Dataset entries
PR #404, opened 2022-02-21
Align dependencies with lnp-node e81e693d1a92fc5aef10c423648db43e4b755e97

sedited:
The deps are alligned, but parallel swap test does not run yet. 

As part of this PR and besides the pure API changes arising from the deps bump I also changed:

- Peerd raw unencrypted connection to brontide encrypted connection
- `esb::SenderList`to `Endpoints`
- Renamed `senders` to the more appropriate `endpoints`
- Use `esb::Error<ServiceId>` instead of `esb::Error`
- Use lnp `Ping`, `Error` and `Init` messages instead of our own. This permanently binds us to the lnp::p2p crate


TheCharlatan:
Needs merge of https://github.com/farcaster-project/farcaster-core/pull/215

Lederstrumpf (approved):
tACK

TheCharlatan:
Requires upstream patching in either internet2 or microservices. Tracking in https://github.com/LNP-WG/lnp-node/issues/50

TheCharlatan:
Seems like the CI decided to pass now, so I'll open it for review.

h4sh3d:
Let me push 1 change so the monero functional tests pass with the newest `monero-lws:latest`. They currently don't because the container crash at startup because the name of a var changed.
After review and merge I can better test https://github.com/farcaster-project/farcaster-node/pull/444 and see if there is no real regression.

Cargo.toml
```diff
@@ -39,7 +39,9 @@ required-features = ["server"]
 
 [dependencies]
 # Farcaster crates
-farcaster_core = { version = "0.4.3", features = ["serde"] }
+# farcaster_core = { version = "0.4.4", features = ["serde"] }
+farcaster_core = { git = "https://github.com/farcaster-project/farcaster-core", branch = "main", features = ["serde"] }
```
Lederstrumpf, line 44: I just did a release of core so that we don't have this wart anymore, but it failed since we currently have our own fork of secp256kfun in there. But I'm good to merge without this fixed.

Lederstrumpf (approved):
tACK @ `0f38acb` - thanks for having all your teeth pulled @TheCharlatan! ;)

h4sh3d (approved):

TheCharlatan:
I can has merge?

PR #434, opened 2022-05-14
Syncer functional test: Test sweep minimum amount

### LINKED ISSUE #423: Syncer: Add unit test for minimum sweep balance enforcement
Functional syncer test currently only checks that sweep is triggered once the balance is non-zero. It should also check that it is not triggered before a minimum balance threshold on a certain address is reached. This is a follow-up for #417 .

TheCharlatan:
To test that the minimum amount is respected, first send an XMR amount below to required minimum to the sweep address, then send another amount to complete the required minimum. The syncer should only send a single event for the sweep of the entire amount, and not two events. A second, non-blocking receive on the zmq socket should therefore error. Closes #423 .


Lederstrumpf (approved):
tACK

• About this task
Every line from the data above that contains "also" must appear in the answer.

• Finished task
As part of this PR and besides the pure API changes arising from the deps bump I also changed:
Functional syncer test currently only checks that sweep is triggered once the balance is non-zero. It should also check that it is not triggered before a minimum balance threshold on a certain address is reached. This is a follow-up for #417 .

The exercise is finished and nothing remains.